What Buddha Can Teach Us About Reacting To Racial Slurs?

Can we all please grow up past the sandbox stage and stop both the name-calling and the over-reactions to words? Please? Marcus Smart, a college basketball player, recently brought this issue to the forefront once again.

A man court-side heckled him during a game, called him a name, maybe even yelled out a racial slur by using the word nigger, and he took offense and got into a shoving match with the fan. It’s not clear exactly what the fan said, but my feeling is it shouldn’t matter. Pundits have cried out that if he indeed was called a nigger, then he had every right to be offended enough to go into the stands and shove the guy. I say hogwash!
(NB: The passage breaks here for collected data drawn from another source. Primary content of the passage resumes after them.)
PR #16172, opened 2023-10-13
Refactor the SettingsTab to be a pane

### LINKED ISSUE #8452: Polish `TabBase`
`TerminalPage::_RefreshUIForSettingsReload()` has a section where it iterates through each tab and updates the settings in one way or another. This can be slightly refactored by...
- add `UpdateSettings` to `TabBase`
- have the for-loop just call `UpdateSettings` on each one
- unify creating a new terminal tab and settings tab

Additional refactor work items can/will be added here as they come up.

zadjii-msft:
... technically. We still won't let it actually _be_ a pane, but now it acts like one. It's hosted in a `SettingsPaneContent`. There's no more `SettingsTab`. It totally _can_ be in a pane (but don't?)

## Validation Steps Performed

* Still opens the settings
* Only opens a single settings tab, or re-activates the existing one
* Session restores!
* Updates the title of the tab appropriately
* I previously _did_ use the scratchpad action to open the settings in a pane, and that worked.

## Related PRs
* #16170
  * #16171 
    * #16172 <-- you are here 
      * #16895

Refs #997
Closes #8452


src/features.xml
```diff
@@ -194,6 +194,7 @@
         <stage>AlwaysDisabled</stage>
         <alwaysEnabledBrandingTokens>
             <brandingToken>Dev</brandingToken>
+            <brandingToken>Canary</brandingToken>
```
carlos-zamora, line 197: nit: this should probably be moved to your scratchpad pane PR but meh haha 🤷

src/cascadia/TerminalApp/TerminalPaneContent.cpp
```diff
@@ -304,8 +314,15 @@ namespace winrt::TerminalApp::implementation
...
     }
 
-    void TerminalPaneContent::UpdateSettings(const TerminalSettingsCreateResult& settings,
-                                             const Profile& profile)
+    void TerminalPaneContent::UpdateSettings(const CascadiaSettings& /*settings*/)
+    {
+        // Do nothing. We'll later be updated manually by
+        // UpdateTerminalSettings, which we need for profile and
+        // focused/unfocused settings.
+    }
```
carlos-zamora, line 322: Generally not a fan of do-nothing functions. Do we want `UpdateSettings()` to be on `SettingsPaneContent`? Then to update settings you have to check what kind of pane content it is then call the relevant function on it?

carlos-zamora: Or maybe throw an exception so that the implementer knows to call `UpdateTerminalSettings` instead?

carlos-zamora (changes requested):
Yeah, my main holdback really is `UpdateSettings()` vs `UpdateTerminalSettings()`. If `TerminalPaneContent` is the special one, we should do something like...
```cpp
if (auto terminalPaneContent = paneContent.try_as<TerminalPaneContent>())
{
   terminalPaneContent->UpdateTeminalSettings(settings, profile);
}
else
{
   paneContent->UpdateSettings(settings);
}
```
because, lets face it, any new `PaneContent`s we introduce won't have a profile and all that.

Similarly, `GetNewTerminalArgs()` should probably be handled the same way.

zadjii-msft:
@carlos-zamora Yea honestly, the whole TerminalSettings update is wacky. Honestly, I'm thinking of something even weirder:
* `TerminalPage` should just `UpdateSettings` all it's tabs
* All the tabs should just `UpdateSettings` all their panes
* `CascadiaSettings` itself stashes a `std::unordered_map<winrt::guid, std::pair<Profile, TerminalSettingsCreateResult>> profileGuidSettingsMap`. 
  * Clear that on settings reload
* Inside `TerminalPaneContent::UpdateSettings`, we do a `settings->LookupTerminalSettingsForUpdate` to get the `TerminalSettings` 
  * then, CascadiaSettings would own the TerrminalSettings caching, which seems like a good idea to me

DHowett:
Despite living in the same library, TerminalSettings and CascadiaSettings live in fundamentally different "layers" of the application. TerminalSettings is only where it is because it is used by the settings editor and the app itself, but it it an _app affine_ object. CascadiaSettings should not have any more knowledge of it than it already does. :)

src/cascadia/TerminalApp/TerminalPaneContent.cpp
zadjii-msft: Okay I added a helper class to make this a lot less painful.

zadjii-msft:
> Does this let you get rid of the wacky inheritance tree

I mean the tree is now
* TabBase
  * TerminalTab
  
but yes, you know what? I'll do that this week and stack it on here

zadjii-msft:
> but yes, you know what? I'll do that this week and stack it on here

This is in https://github.com/microsoft/terminal/compare/dev/migrie/f/sui-panes...dev/migrie/b/remove-terminaltab

That's ready to go here, but there's also still another two PRs stacked on top of here. Let's merge those in too, before the noisy rename & move

carlos-zamora (approved):

src/cascadia/TerminalApp/TerminalPaneContent.cpp
```diff
@@ -328,11 +338,20 @@ namespace winrt::TerminalApp::implementation
...
     }
 
-    void TerminalPaneContent::UpdateSettings(const TerminalSettingsCreateResult& settings,
-                                             const Profile& profile)
+    void TerminalPaneContent::UpdateSettings(const CascadiaSettings& /*settings*/)
+    {
+        // Do nothing. We'll later be updated manually by
+        // UpdateTerminalSettings, which we need for profile and
+        // focused/unfocused settings.
+        assert(false); // If you hit this, you done goofed.
```
DHowett, line 346: nit: i'd prefer a more specific and actionable message than "you done goofed"

src/cascadia/TerminalApp/TerminalTab.cpp
```diff
@@ -383,7 +390,7 @@ namespace winrt::TerminalApp::implementation
             return RS_(L"MultiplePanes");
         }
         const auto activeContent = GetActiveContent();
-        return activeContent ? activeContent.Title() : L"";
+        return activeContent ? activeContent.Title() : winrt::hstring{ L"" };
```
DHowett, line 393: nit

```suggestion
        return activeContent ? activeContent.Title() : winrt::hstring{};
```

These are equivalent, but now that you have to specify the type explicitly we may as well switch to the nullary constructor

src/cascadia/TerminalApp/TerminalTab.cpp
```diff
@@ -440,7 +447,30 @@ namespace winrt::TerminalApp::implementation
         // 1 for the child after the first split.
         auto state = _rootPane->BuildStartupActions(0, 1, kind);
 
+        // HORRIBLE
+        //
+        // Workaround till we know how we actually want to handle state
+        // restoring other kinda of panes. If this is a settings tab, just
```
DHowett, line 453:
```suggestion
        // restoring other kinds of panes. If this is a settings tab, just
```

DHowett (approved):

src/cascadia/TerminalApp/TerminalPaneContent.idl
```diff
@@ -2,15 +2,15 @@
...
 
 namespace TerminalApp
 {
     [default_interface] runtimeclass TerminalPaneContent : IPaneContent, ISnappable
     {
         Microsoft.Terminal.Control.TermControl GetTermControl();
 
-        void UpdateSettings(const Microsoft.Terminal.Settings.Model.TerminalSettingsCreateResult settings,
-                            const Microsoft.Terminal.Settings.Model.Profile profile);
+        void UpdateTerminalSettings(TerminalSettingsCache cache);
```
lhecker, line 13: From an "offline" (lol) discussion:
It may make sense here to construct `TerminalPaneContent` with a shared reference to the `TerminalSettingsCache` and then let `UpdateSettings()` create the cached objects lazily. That way we avoid the extra API function and `try_as` tests.

We can do this in a follow-up PR.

Let’s teach our kids that they always have the power to give words meaning. You can give your power away and allow what people say to hurt your feelings and alter your mood. But you don’t have to. I wrote more about this in a recent blog: http://wp.me/p3BKeg-hP. Instead, you can experience the incredible freedom that comes with never allowing words to hurt you, because YOU are in charge of your feelings and reactions…ALWAYS! So if you are called a nigger, kike, wop, mick, spick, loser, gay, stupid, or whatever, you are in charge of what meaning you give to these labels.

There is a story about Buddha where one day a man is yelling diatribes at him, and he doesn’t give the man even a moments notice. His followers asked him why he didn’t get upset and respond to the man, and his answer contained great wisdom.

“If a man offers you a gift and you refuse it, to whom does it belong?”

His followers answered the person who sent the gift.

Buddha: “It is the same with a man’s words. If I do not accept what he is saying, then the words belong to him, not me.”

That, my friends, is true freedom. I wish that for every child, teenager, college athlete, and adult.

1 thought on “What Buddha Can Teach Us About Reacting To Racial Slurs?”

  1. Thank you, thank you, thank you, Dr. Jordan. Your words are a rational reply to the prevalance of over-reaction we see today.